Problem details ->
Within the records, how many lines hold the word "think"? State that number alone.

Collected data entries ->
:::::

PR #5147, opened 2016-03-30
SISRP-17144 Do not create unusable link to Schedule Planner

raydavis:
https://jira.berkeley.edu/browse/SISRP-17144

### DIFF
--- a/app/controllers/campus_solutions/campus_solutions_controller.rb
+++ b/app/controllers/campus_solutions/campus_solutions_controller.rb
@@ -22,7 +22,7 @@ module CampusSolutions
     def exclude_acting_as_users
       return unless Settings.features.prevent_acting_as_users_from_posting
       unless current_user.directly_authenticated?
-        logger.warn "ACT-AS: User #{current_user.original_user_id} attempted access to an endpoint which is forbidden while acting-as user #{current_user.user_id}"
+        logger.warn "ACT-AS: User #{current_user.real_user_id} attempted access to an endpoint which is forbidden while acting-as user #{current_user.user_id}"
         render :nothing => true, :status => 403
       end
     end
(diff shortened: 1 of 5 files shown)


app/controllers/campus_solutions/campus_solutions_controller.rb
```diff
@@ -22,7 +22,7 @@ def delete_passthrough(classname)
     def exclude_acting_as_users
       return unless Settings.features.prevent_acting_as_users_from_posting
       unless current_user.directly_authenticated?
-        logger.warn "ACT-AS: User #{current_user.original_user_id} attempted access to an endpoint which is forbidden while acting-as user #{current_user.user_id}"
+        logger.warn "ACT-AS: User #{current_user.real_user_id} attempted access to an endpoint which is forbidden while acting-as user #{current_user.user_id}"
```
raydavis: The old code would not have shown Advisor or Delegate UIDs.

christianvuerings:
Change lgtm - I'll also let @paulkerschen  or @johncrossman have a look at this one.

src/assets/templates/widgets/enrollment/schedule.html
```diff
@@ -16,7 +16,7 @@
   </div>
 
   <div
-    data-ng-if="!api.user.profile.actAsOptions.canSeeCSLinks"
+    data-ng-if="!api.user.profile.actAsOptions.isDirectlyAuthenticated"
     data-ng-include="'widgets/enrollment/enrollment_hide_links.html'">
```
johncrossman: Do we need same treatment for decide.html, explore.html and plan.html in directory `src/assets/templates/widgets/enrollment`?

johncrossman: After a closer look, I think the answer is no. I'll let @raydavis confirm.

raydavis: I've asked for the folks what should know to tell me what other magic URLs need more protection. I haven't heard of any yet and I don't think we should wait to resolve the blocker. In other words, confirmed. :)

johncrossman:
Thanks, @raydavis  The known knowns are verified. Unknown unknowns are still out there.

:::::

Answer to this exercise ->
2